(Beginning of Data for processing)

PR #1080, opened 2018-04-01
Fix standalone main window position, size and add state persistency. 

fab672000:
Tested successfully on both Windows and Mac OS X.
Also features minor source reformating and one hang fix in case PluginFinder crashes.


elieserdejesus:
thanks @fab672000 !

PR #1088, opened 2018-04-12
Do not introduce organization name root based settings to keep compat…

fab672000:
- Do not introduce organization name root based settings to keep compatibility with older settings and code. 
- Fix one comment typo.


elieserdejesus:
thanks @fab672000 !!

PR #1092, opened 2018-04-16
Allowing instrument icon in local channels

elieserdejesus:
- Dropping the input text field for local channel names
- Adding instrument icon in local channels
- Changing the channel name "internally" when a new icon is selected (the icon change will be visible to others)


jonjamcam:
> The result is very interesting, works fine with ReaNinjam too (the channel pre defined names are used).

image

yes and you can change the icon during a jam and it updates in the remote as usual. Looking good!

elieserdejesus:
> But I think the remote ICON in jamtaba will not update.

Yes @jonjamcam , changes in remote icons are local only.

Issue #103, opened 2018-08-09
Broken link on README


xarxziux:
On the README, under the section [Porting exercises](https://github.com/exercism/r#porting-exercises), the text [list of missing exercises](http://exercism.io/languages/r/todo) is linked to http://exercism.io/languages/r/todo, but this re-directs to https://exercism.io/contribute.  The README needs to be updated to either fix the link, or remove the line if this feature no longer exists.

I've not been able to find any link for missing exercises so I'm assuming that the latter is the case.  Can you please confirm this?

katrinleinweber:
Good catch :-) I believe that the [general porting guide](https://github.com/exercism/docs/blob/798d812dc886a0b6951004cffa072ea649b2b289/you-can-help/implement-an-exercise-from-specification.md#L33) (@kytrinyx?) needs to be updated to align with the new site, so I'd wait for that.

katrinleinweber:
Also, the `porting an exercise`-link can be updated to https://github.com/exercism/docs/blob/master/you-can-help/implement-an-exercise-from-specification.md

kytrinyx:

(End of Data for processing)

## Work task
Above are the entries. Quote exactly the lines from the one bearing "Also features minor" through the one bearing "Yes @jonjamcam , changes".

## Task solution
Also features minor source reformating and one hang fix in case PluginFinder crashes.


elieserdejesus:
thanks @fab672000 !

PR #1088, opened 2018-04-12
Do not introduce organization name root based settings to keep compat…

fab672000:
- Do not introduce organization name root based settings to keep compatibility with older settings and code. 
- Fix one comment typo.


elieserdejesus:
thanks @fab672000 !!

PR #1092, opened 2018-04-16
Allowing instrument icon in local channels

elieserdejesus:
- Dropping the input text field for local channel names
- Adding instrument icon in local channels
- Changing the channel name "internally" when a new icon is selected (the icon change will be visible to others)


jonjamcam:
> The result is very interesting, works fine with ReaNinjam too (the channel pre defined names are used).

image

yes and you can change the icon during a jam and it updates in the remote as usual. Looking good!

elieserdejesus:
> But I think the remote ICON in jamtaba will not update.

Yes @jonjamcam , changes in remote icons are local only.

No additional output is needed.